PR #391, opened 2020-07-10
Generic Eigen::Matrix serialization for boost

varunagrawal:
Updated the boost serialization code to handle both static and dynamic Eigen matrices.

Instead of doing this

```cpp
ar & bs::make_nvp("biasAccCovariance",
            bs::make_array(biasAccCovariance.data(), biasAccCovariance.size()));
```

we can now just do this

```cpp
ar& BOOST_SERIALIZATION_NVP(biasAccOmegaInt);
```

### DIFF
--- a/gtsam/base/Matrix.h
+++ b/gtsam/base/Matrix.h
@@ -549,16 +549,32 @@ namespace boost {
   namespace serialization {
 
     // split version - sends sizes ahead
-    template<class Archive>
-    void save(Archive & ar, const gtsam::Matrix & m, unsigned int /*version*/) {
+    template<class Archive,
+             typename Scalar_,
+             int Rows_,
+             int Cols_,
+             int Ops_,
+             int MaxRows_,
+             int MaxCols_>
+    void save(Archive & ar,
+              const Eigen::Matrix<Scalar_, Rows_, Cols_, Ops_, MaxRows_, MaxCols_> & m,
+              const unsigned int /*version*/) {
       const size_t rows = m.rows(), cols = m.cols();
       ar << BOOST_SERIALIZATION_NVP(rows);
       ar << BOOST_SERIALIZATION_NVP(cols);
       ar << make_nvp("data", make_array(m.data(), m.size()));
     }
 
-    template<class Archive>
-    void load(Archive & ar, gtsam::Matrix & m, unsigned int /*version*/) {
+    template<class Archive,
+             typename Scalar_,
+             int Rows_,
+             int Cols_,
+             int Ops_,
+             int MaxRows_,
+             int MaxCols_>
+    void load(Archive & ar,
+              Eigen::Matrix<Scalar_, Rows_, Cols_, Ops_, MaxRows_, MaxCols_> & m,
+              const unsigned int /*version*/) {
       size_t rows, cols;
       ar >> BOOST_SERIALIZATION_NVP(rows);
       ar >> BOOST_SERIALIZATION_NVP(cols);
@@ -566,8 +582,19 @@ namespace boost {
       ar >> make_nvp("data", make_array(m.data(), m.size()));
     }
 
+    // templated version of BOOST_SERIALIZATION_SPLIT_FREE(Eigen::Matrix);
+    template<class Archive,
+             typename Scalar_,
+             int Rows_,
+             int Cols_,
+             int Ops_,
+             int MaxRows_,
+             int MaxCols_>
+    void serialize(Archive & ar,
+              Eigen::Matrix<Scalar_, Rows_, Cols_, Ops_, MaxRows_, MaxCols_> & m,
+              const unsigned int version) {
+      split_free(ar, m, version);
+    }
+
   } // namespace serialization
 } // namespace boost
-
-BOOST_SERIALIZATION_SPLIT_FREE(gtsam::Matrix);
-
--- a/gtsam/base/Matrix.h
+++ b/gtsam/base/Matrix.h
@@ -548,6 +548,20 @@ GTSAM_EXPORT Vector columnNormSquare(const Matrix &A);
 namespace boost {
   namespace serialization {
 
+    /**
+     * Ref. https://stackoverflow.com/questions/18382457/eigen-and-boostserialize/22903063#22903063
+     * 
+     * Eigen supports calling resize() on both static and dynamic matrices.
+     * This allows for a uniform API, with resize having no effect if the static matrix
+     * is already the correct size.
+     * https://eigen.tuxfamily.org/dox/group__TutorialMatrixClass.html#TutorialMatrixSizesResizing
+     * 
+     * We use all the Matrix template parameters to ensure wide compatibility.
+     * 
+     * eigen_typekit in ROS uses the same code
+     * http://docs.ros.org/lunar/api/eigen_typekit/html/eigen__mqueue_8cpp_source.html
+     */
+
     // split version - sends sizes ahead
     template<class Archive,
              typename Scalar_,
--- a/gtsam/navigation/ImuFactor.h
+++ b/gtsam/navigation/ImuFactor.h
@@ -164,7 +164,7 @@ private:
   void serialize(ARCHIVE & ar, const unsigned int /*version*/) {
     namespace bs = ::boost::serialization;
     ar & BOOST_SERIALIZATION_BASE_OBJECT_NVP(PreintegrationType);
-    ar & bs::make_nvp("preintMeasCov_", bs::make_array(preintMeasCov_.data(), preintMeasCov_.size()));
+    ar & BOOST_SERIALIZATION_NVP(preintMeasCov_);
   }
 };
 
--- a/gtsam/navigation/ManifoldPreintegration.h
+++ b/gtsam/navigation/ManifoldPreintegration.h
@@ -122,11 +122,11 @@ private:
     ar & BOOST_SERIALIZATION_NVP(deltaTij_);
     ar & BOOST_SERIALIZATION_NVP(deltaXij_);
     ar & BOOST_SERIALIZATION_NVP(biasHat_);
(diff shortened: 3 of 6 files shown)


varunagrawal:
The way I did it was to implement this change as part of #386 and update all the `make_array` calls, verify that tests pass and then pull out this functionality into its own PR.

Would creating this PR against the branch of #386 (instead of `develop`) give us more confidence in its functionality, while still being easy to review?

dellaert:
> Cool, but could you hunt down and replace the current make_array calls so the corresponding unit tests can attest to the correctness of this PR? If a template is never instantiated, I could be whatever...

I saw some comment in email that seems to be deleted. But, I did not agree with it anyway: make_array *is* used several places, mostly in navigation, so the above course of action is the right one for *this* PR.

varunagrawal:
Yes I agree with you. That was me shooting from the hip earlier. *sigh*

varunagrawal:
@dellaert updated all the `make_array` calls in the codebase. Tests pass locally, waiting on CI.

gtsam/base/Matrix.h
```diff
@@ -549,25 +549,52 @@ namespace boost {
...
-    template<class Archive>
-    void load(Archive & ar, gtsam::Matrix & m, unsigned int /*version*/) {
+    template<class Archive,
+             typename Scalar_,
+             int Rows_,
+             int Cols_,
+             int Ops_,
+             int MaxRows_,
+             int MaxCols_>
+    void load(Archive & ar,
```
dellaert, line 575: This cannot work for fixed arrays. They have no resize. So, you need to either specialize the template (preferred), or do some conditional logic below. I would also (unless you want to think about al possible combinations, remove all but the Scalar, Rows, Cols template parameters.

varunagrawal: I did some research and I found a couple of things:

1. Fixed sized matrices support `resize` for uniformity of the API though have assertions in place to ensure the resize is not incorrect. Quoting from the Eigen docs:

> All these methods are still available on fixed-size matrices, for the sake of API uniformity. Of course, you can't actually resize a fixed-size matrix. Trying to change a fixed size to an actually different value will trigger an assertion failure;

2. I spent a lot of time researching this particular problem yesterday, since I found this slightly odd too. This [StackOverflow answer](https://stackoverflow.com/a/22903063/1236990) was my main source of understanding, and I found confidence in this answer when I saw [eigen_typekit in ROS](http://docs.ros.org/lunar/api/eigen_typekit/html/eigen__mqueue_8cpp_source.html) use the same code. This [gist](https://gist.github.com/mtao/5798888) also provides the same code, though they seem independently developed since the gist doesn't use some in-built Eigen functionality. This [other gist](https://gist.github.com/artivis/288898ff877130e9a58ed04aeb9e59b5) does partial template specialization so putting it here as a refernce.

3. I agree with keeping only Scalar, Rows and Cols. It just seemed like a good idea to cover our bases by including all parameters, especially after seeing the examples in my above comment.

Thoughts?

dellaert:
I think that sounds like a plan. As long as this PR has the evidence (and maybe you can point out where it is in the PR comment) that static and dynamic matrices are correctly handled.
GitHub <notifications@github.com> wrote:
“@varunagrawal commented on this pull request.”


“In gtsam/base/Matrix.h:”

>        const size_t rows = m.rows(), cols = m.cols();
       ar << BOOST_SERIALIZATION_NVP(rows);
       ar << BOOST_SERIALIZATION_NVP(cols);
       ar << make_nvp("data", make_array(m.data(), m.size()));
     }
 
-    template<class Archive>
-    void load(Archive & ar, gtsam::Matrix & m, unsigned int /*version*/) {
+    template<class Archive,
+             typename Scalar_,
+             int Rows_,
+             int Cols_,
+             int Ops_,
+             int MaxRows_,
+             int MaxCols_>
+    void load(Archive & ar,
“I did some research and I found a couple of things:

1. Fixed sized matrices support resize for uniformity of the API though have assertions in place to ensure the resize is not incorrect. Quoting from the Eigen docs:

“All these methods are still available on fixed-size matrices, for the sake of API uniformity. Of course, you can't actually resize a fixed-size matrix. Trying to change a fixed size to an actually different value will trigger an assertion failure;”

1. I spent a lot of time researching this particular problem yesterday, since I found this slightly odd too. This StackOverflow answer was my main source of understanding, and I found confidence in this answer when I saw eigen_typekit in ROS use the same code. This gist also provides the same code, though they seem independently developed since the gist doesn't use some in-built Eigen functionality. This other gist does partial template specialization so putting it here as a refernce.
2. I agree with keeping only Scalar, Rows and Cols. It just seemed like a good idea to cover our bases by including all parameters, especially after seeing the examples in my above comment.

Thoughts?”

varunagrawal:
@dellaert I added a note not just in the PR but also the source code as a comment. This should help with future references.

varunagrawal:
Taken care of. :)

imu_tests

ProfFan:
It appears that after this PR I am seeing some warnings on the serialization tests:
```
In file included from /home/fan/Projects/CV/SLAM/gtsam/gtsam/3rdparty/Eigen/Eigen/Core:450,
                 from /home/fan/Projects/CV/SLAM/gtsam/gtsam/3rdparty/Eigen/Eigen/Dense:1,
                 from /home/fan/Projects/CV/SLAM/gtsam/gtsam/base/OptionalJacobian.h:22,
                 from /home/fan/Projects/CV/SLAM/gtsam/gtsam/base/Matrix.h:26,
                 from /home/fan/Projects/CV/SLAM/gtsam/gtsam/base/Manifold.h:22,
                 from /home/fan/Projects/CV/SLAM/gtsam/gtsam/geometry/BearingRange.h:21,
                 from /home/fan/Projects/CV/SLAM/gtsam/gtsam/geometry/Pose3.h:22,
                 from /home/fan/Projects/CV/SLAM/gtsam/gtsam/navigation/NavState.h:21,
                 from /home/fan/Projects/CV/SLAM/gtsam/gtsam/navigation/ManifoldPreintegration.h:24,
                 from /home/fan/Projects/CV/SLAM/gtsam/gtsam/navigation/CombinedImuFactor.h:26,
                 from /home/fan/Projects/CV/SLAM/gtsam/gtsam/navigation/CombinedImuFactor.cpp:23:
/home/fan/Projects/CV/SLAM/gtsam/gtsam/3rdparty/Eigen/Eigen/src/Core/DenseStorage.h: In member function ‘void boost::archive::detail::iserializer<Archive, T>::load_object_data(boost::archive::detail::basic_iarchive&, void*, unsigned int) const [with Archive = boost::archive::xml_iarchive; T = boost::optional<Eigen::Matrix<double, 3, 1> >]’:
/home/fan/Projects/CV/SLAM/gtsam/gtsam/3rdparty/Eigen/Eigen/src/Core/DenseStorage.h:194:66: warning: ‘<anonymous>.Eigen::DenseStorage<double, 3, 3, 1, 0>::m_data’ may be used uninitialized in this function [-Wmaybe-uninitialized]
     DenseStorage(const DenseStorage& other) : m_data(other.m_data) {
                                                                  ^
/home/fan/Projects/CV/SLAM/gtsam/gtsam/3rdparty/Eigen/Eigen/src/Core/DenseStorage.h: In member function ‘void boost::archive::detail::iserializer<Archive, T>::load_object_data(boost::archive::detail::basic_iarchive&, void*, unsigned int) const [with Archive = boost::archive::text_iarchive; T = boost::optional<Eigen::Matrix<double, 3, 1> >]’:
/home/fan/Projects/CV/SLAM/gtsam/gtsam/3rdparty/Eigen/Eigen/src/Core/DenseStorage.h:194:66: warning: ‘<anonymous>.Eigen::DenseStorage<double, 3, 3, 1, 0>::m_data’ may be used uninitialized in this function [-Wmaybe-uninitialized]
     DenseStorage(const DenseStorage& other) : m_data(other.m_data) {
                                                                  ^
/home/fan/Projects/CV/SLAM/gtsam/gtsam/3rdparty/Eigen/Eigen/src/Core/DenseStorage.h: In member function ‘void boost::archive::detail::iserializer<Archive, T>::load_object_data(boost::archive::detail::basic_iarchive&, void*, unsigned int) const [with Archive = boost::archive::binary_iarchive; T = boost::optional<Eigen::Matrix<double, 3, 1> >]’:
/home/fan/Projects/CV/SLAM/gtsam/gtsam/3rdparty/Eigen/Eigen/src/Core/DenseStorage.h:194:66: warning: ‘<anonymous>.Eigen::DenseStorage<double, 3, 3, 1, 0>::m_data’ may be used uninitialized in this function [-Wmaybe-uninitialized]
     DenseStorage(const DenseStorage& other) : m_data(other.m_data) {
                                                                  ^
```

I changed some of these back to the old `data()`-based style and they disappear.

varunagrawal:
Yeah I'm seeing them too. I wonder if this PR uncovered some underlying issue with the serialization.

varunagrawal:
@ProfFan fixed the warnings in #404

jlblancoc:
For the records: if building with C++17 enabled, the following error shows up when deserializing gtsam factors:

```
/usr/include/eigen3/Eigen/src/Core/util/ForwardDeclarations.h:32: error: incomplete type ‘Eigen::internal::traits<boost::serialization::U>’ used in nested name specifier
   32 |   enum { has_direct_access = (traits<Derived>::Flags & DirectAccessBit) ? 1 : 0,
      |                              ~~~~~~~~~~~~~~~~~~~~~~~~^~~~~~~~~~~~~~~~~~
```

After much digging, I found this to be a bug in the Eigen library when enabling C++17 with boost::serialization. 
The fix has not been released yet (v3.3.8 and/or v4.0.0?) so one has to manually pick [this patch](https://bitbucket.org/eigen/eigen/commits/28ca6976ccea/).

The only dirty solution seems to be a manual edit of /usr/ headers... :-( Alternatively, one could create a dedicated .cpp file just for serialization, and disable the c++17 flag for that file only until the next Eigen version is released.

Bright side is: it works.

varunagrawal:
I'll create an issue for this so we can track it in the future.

········

Locate all lines in the listing above with the word "dynamic" and copy them.

> **TASK SOLUTION**:
Updated the boost serialization code to handle both static and dynamic Eigen matrices.
+     * Eigen supports calling resize() on both static and dynamic matrices.
I think that sounds like a plan. As long as this PR has the evidence (and maybe you can point out where it is in the PR comment) that static and dynamic matrices are correctly handled.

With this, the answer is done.